::: Excerpted data :::

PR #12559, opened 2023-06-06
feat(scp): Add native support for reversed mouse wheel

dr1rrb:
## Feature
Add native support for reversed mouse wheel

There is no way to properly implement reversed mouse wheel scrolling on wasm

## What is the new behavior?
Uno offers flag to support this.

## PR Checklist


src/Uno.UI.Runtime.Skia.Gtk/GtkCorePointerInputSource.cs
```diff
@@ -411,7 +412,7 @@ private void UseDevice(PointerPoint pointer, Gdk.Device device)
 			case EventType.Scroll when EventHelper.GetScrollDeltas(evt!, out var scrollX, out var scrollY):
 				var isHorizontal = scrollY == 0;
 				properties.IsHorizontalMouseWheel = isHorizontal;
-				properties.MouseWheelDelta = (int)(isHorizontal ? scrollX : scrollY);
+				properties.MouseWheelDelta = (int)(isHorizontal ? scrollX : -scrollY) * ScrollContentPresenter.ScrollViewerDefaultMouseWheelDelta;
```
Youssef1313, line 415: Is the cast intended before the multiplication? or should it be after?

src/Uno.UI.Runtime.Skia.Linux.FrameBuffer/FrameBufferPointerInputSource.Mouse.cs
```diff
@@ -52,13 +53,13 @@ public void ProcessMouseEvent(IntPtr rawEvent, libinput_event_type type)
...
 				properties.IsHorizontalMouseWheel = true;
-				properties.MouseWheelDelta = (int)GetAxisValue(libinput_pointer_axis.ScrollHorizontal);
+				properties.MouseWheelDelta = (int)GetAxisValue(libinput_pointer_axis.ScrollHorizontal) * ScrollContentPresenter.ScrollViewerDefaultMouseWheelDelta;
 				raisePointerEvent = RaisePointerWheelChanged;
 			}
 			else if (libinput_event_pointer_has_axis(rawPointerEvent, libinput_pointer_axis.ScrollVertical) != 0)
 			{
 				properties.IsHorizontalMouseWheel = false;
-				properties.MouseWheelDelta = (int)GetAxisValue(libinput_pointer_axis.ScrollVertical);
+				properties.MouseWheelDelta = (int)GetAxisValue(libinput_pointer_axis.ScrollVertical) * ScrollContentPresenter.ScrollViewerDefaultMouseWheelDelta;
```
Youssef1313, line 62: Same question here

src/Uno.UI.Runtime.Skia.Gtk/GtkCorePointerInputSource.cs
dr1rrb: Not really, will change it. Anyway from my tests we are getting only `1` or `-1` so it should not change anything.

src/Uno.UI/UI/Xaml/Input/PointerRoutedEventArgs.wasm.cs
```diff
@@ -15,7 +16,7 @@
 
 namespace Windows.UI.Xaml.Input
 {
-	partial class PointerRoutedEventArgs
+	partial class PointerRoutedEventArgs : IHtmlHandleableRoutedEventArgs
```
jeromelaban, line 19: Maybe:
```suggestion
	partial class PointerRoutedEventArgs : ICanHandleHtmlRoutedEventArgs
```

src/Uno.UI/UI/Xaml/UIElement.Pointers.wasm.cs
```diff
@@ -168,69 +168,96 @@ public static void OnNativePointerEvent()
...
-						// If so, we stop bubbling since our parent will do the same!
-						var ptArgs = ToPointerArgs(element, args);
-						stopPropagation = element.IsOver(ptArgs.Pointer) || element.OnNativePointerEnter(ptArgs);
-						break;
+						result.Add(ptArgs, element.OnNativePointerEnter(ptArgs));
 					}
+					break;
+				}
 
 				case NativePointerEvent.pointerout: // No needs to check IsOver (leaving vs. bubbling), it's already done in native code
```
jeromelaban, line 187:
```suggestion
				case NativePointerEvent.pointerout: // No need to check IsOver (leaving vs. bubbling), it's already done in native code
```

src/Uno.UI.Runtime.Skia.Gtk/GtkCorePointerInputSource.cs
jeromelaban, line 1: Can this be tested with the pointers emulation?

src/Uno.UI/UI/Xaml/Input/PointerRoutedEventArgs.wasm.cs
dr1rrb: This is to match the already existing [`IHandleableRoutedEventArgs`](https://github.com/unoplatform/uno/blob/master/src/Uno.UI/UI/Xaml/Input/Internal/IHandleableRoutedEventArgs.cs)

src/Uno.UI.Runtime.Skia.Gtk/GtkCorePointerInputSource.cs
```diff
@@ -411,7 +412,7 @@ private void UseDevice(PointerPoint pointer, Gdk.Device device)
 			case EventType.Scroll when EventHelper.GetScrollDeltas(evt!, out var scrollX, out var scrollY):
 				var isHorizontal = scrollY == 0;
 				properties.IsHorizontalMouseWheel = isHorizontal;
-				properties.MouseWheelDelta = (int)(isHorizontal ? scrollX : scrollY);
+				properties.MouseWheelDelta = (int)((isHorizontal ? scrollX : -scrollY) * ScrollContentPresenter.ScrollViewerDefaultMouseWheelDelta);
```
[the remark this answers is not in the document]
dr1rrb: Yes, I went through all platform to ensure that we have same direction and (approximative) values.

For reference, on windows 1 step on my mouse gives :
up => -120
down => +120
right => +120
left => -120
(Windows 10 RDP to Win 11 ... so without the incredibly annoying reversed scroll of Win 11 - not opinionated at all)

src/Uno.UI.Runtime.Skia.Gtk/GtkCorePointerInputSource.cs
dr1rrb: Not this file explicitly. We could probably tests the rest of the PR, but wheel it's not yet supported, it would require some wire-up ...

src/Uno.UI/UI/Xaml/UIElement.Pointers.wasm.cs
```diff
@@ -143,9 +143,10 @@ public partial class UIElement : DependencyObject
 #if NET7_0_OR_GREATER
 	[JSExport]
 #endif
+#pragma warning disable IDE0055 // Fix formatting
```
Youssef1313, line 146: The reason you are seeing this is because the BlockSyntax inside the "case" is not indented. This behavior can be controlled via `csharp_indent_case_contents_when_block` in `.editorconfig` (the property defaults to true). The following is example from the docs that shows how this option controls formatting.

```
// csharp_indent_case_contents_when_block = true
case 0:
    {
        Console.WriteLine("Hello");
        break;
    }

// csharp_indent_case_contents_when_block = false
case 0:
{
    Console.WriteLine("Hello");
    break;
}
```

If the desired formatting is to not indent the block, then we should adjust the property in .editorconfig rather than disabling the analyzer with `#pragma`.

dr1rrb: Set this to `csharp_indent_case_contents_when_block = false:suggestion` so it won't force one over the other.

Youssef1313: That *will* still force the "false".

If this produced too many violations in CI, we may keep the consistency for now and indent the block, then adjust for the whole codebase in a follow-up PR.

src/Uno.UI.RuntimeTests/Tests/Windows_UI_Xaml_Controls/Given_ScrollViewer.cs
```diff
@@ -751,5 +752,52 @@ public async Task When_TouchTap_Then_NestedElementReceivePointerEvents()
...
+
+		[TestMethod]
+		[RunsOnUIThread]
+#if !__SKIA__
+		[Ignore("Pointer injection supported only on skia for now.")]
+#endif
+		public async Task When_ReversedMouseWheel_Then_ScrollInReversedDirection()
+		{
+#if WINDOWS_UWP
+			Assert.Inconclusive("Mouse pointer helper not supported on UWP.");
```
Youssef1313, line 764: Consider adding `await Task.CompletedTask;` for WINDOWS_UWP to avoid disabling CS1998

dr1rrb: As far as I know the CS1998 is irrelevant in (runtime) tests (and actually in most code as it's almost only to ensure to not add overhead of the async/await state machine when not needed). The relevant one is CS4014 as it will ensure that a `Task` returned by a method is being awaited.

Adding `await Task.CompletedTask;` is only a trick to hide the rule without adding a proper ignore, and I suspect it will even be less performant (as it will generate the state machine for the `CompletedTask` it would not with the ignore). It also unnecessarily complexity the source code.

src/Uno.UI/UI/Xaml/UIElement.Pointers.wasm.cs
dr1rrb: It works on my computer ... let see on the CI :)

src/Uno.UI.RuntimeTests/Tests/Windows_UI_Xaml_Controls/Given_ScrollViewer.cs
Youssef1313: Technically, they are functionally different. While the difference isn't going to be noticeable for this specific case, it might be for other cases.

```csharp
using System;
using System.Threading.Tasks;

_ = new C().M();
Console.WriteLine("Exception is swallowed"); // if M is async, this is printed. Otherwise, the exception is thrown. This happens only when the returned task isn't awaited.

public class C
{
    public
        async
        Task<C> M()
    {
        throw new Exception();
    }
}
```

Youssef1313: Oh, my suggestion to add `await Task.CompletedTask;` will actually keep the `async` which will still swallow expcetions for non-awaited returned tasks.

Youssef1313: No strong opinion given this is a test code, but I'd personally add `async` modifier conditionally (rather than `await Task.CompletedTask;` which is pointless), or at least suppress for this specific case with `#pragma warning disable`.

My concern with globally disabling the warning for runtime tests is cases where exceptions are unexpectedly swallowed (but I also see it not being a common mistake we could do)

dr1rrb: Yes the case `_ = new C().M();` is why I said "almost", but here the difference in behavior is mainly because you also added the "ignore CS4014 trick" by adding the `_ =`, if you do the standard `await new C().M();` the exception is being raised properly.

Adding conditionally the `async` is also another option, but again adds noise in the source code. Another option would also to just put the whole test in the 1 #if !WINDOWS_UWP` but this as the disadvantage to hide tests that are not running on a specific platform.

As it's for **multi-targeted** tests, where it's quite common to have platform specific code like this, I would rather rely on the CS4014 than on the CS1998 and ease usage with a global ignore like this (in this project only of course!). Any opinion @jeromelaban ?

:::

- What is expected -
The lines needed are the ones from the first line of the entries through the line that contains "There is no", given again without any change.

- Task output -
PR #12559, opened 2023-06-06
feat(scp): Add native support for reversed mouse wheel

dr1rrb:
## Feature
Add native support for reversed mouse wheel

There is no way to properly implement reversed mouse wheel scrolling on wasm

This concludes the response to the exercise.